## TASK OBJECTIVE
Give again, unaltered, the lines of the listing below that run from the line having "of https://github.com/Terrastories/terrastories/pull/920? Or" through the line having "When new lines".

☆ ☆ ☆ ☆ ☆ ☆ ☆

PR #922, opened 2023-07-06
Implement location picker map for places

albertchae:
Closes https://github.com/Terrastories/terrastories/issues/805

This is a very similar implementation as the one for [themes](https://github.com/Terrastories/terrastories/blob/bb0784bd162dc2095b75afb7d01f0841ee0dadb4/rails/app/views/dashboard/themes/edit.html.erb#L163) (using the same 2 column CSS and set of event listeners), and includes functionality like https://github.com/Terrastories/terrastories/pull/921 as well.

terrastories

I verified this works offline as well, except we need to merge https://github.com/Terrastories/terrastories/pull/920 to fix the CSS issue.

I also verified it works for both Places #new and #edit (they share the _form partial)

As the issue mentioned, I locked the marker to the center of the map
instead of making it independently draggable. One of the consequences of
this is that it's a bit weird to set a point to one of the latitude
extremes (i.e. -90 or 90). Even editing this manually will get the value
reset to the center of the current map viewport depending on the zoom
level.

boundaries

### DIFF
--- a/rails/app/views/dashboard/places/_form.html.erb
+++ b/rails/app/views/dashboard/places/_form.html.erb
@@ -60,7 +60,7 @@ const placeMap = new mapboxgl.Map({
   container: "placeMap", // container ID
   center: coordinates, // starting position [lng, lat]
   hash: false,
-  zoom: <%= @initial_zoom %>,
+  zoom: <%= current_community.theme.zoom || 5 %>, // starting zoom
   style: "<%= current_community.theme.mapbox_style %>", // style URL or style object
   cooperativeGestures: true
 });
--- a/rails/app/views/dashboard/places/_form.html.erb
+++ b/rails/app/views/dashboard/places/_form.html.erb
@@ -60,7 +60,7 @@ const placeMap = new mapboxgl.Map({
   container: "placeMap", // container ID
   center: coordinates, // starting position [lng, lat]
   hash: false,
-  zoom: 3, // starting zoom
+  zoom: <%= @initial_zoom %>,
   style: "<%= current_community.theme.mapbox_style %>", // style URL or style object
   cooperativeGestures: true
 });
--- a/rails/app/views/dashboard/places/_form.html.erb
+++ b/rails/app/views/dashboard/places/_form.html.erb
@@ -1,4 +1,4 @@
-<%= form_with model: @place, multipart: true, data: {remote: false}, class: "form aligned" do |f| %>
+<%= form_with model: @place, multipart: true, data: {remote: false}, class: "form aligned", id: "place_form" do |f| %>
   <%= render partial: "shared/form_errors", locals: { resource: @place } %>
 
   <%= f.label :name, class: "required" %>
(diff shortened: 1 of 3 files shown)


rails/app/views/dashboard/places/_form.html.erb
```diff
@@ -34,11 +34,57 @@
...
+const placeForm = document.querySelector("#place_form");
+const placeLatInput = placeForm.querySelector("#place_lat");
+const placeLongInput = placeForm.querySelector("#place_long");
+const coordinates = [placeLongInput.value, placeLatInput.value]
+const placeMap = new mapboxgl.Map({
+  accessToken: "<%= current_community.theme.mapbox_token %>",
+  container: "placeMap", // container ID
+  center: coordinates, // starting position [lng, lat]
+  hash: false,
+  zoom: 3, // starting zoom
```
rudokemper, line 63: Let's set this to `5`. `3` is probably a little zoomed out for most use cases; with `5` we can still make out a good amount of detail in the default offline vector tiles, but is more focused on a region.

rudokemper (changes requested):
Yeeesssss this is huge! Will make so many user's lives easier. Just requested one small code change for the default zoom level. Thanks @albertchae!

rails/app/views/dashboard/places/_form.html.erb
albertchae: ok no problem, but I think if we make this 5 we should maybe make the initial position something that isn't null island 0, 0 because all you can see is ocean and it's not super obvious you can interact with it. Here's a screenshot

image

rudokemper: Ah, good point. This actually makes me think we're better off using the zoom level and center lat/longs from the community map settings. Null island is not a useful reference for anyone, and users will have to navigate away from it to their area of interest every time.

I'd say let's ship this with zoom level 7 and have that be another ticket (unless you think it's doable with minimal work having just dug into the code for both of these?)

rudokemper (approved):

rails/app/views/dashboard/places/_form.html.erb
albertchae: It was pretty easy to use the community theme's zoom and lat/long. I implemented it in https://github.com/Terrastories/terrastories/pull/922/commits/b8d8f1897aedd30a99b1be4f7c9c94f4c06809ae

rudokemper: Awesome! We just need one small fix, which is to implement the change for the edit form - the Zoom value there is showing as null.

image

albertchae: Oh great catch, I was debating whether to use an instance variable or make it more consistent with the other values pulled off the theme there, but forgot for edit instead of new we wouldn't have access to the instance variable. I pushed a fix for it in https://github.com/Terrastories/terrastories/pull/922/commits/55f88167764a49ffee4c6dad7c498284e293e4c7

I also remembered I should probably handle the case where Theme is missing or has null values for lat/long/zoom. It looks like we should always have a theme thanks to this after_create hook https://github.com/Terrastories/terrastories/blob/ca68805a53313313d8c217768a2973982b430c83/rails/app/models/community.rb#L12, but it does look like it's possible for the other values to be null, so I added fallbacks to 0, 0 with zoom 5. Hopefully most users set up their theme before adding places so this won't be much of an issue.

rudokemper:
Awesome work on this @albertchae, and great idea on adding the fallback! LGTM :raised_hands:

☆ ☆ ☆ ☆ ☆ ☆ ☆

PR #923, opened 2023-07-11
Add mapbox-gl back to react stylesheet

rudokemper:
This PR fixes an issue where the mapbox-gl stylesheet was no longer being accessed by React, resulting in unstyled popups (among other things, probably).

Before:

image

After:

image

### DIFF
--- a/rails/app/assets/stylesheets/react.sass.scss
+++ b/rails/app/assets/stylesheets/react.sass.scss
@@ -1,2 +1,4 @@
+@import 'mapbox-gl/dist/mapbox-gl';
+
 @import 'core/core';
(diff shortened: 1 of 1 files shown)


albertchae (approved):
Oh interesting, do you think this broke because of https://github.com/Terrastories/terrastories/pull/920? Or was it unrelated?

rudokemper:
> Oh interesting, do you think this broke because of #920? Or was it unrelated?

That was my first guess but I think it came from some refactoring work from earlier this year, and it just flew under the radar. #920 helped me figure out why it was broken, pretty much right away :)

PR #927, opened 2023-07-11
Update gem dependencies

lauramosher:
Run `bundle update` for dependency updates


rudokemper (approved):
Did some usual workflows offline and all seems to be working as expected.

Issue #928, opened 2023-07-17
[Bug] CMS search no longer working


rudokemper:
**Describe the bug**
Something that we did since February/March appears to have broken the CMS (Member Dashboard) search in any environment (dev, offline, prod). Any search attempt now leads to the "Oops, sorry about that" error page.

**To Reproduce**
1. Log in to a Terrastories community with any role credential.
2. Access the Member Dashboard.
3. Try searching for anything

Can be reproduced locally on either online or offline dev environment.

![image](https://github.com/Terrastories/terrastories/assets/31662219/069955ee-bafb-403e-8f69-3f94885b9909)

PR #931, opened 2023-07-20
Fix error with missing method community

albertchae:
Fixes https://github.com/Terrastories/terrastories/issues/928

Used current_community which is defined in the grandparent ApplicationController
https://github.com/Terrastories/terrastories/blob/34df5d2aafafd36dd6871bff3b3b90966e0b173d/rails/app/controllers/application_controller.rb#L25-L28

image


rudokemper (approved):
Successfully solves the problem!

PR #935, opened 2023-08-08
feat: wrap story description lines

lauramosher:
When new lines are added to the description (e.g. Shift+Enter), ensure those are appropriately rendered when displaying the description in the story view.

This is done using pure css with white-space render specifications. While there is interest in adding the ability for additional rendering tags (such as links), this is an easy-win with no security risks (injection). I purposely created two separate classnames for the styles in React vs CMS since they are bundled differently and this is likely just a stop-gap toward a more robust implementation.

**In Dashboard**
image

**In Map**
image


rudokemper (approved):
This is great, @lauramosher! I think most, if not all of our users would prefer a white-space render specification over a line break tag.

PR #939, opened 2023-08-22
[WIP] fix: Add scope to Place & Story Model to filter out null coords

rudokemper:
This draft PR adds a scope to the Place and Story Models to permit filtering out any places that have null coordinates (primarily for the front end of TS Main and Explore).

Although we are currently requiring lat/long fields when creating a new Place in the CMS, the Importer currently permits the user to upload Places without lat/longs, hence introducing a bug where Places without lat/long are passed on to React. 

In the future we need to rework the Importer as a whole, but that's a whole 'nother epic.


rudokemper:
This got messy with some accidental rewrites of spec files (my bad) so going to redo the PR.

☆ ☆ ☆ ☆ ☆ ☆ ☆

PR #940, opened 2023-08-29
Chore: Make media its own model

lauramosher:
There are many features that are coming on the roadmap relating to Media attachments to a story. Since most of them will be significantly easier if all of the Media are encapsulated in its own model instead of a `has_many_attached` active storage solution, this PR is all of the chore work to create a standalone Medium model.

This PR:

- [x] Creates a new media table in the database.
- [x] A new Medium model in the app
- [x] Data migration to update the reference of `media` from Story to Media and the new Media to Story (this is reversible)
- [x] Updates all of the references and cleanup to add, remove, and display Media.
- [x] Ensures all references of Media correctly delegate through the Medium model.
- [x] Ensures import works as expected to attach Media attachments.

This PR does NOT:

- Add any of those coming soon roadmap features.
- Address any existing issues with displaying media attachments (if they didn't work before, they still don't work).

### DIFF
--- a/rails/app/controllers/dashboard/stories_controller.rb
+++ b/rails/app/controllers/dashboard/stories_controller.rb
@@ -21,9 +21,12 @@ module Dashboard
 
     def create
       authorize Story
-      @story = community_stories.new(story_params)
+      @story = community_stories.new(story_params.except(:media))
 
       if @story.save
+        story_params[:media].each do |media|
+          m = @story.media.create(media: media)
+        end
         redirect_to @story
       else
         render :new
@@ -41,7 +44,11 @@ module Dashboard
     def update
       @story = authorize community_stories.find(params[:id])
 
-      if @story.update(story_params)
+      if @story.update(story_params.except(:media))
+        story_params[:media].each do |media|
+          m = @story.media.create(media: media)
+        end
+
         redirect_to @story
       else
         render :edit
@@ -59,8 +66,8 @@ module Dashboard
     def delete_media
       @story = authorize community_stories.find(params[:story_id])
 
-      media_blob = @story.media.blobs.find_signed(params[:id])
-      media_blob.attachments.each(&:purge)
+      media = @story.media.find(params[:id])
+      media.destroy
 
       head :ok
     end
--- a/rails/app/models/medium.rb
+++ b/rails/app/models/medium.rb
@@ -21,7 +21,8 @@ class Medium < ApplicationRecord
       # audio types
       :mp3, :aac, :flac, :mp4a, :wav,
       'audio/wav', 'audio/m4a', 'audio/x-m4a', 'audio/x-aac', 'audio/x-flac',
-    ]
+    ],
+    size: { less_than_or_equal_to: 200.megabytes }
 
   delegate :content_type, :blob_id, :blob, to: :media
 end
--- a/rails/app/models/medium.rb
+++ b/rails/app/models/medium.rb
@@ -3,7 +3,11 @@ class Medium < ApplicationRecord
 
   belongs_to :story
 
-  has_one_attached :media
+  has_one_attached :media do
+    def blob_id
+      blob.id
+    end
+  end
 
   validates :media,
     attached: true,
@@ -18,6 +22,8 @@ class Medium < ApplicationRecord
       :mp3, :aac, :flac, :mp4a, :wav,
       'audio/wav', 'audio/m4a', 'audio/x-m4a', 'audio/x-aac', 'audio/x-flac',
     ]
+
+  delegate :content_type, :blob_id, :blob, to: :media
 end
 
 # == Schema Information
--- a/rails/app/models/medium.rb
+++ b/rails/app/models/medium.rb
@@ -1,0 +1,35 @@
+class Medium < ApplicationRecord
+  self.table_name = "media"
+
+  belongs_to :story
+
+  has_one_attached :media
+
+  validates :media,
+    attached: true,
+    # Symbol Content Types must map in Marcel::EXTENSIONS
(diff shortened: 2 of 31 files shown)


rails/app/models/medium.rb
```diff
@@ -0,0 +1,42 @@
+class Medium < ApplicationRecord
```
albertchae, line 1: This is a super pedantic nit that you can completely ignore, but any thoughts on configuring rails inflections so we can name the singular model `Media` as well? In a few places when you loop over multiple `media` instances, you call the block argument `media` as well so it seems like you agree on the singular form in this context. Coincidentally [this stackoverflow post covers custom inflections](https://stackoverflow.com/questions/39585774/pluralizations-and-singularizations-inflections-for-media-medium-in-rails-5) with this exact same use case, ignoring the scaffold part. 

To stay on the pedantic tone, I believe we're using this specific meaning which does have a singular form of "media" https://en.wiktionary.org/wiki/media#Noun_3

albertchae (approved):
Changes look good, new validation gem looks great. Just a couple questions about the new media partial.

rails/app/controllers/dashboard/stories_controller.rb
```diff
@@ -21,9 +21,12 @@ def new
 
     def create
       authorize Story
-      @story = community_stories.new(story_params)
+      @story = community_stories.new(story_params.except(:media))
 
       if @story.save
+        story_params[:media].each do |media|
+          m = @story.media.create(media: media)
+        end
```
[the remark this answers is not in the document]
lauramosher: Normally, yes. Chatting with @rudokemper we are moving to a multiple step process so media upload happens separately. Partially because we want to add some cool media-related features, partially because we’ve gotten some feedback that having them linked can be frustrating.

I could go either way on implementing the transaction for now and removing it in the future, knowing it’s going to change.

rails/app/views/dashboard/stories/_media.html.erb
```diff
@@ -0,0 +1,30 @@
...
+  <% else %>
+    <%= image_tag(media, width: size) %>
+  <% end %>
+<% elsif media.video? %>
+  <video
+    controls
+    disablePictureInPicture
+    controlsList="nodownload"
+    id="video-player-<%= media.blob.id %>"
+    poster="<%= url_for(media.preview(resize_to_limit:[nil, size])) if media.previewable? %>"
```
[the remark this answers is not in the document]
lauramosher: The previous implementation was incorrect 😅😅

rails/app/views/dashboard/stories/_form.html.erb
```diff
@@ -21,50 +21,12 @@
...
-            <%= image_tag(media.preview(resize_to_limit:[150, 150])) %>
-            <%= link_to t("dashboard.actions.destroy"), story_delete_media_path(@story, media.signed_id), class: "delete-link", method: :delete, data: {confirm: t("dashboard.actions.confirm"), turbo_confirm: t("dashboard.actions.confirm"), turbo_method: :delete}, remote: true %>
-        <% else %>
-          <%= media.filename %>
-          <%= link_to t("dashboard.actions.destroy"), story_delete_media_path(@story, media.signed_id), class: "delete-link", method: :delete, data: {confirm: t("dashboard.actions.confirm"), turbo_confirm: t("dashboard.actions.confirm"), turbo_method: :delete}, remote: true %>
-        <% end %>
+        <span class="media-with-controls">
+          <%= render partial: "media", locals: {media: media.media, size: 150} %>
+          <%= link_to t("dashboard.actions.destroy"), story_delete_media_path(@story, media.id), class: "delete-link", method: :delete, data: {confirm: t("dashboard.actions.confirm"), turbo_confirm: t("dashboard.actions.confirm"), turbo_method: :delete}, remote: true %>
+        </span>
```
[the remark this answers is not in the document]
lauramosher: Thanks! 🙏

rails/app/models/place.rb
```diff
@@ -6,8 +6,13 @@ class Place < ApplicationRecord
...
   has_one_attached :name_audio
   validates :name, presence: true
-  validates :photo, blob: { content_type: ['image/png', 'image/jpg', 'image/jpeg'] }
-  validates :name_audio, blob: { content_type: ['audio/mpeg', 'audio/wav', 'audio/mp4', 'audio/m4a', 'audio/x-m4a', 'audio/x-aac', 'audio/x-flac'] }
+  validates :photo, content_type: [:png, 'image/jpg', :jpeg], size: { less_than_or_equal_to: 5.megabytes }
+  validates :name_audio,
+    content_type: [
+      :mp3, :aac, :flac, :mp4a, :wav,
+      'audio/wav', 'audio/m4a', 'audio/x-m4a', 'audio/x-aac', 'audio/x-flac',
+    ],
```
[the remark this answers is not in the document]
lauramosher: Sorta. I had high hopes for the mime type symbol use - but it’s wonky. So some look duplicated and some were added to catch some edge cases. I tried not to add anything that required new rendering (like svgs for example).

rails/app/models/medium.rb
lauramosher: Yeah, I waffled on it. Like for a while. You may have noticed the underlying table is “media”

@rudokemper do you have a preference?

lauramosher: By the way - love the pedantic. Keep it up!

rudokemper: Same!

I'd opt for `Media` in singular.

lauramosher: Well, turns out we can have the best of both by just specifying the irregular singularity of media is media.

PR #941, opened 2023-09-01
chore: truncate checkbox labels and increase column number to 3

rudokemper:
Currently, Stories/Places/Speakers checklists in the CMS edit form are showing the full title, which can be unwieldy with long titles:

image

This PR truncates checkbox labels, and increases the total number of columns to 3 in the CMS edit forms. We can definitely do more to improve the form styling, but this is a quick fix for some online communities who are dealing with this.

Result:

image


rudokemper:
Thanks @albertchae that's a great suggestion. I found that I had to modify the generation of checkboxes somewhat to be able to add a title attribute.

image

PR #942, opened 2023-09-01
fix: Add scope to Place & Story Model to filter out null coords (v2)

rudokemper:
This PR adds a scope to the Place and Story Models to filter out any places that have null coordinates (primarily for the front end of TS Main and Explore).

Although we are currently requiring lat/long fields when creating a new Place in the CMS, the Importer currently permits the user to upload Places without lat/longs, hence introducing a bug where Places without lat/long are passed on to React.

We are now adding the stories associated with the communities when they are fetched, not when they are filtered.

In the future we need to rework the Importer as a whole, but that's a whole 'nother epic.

☆ ☆ ☆ ☆ ☆ ☆ ☆

## RESPONSE BOX
Oh interesting, do you think this broke because of https://github.com/Terrastories/terrastories/pull/920? Or was it unrelated?

rudokemper:
> Oh interesting, do you think this broke because of #920? Or was it unrelated?

That was my first guess but I think it came from some refactoring work from earlier this year, and it just flew under the radar. #920 helped me figure out why it was broken, pretty much right away :)

PR #927, opened 2023-07-11
Update gem dependencies

lauramosher:
Run `bundle update` for dependency updates


rudokemper (approved):
Did some usual workflows offline and all seems to be working as expected.

Issue #928, opened 2023-07-17
[Bug] CMS search no longer working


rudokemper:
**Describe the bug**
Something that we did since February/March appears to have broken the CMS (Member Dashboard) search in any environment (dev, offline, prod). Any search attempt now leads to the "Oops, sorry about that" error page.

**To Reproduce**
1. Log in to a Terrastories community with any role credential.
2. Access the Member Dashboard.
3. Try searching for anything

Can be reproduced locally on either online or offline dev environment.

![image](https://github.com/Terrastories/terrastories/assets/31662219/069955ee-bafb-403e-8f69-3f94885b9909)

PR #931, opened 2023-07-20
Fix error with missing method community

albertchae:
Fixes https://github.com/Terrastories/terrastories/issues/928

Used current_community which is defined in the grandparent ApplicationController
https://github.com/Terrastories/terrastories/blob/34df5d2aafafd36dd6871bff3b3b90966e0b173d/rails/app/controllers/application_controller.rb#L25-L28

image


rudokemper (approved):
Successfully solves the problem!

PR #935, opened 2023-08-08
feat: wrap story description lines

lauramosher:
When new lines are added to the description (e.g. Shift+Enter), ensure those are appropriately rendered when displaying the description in the story view.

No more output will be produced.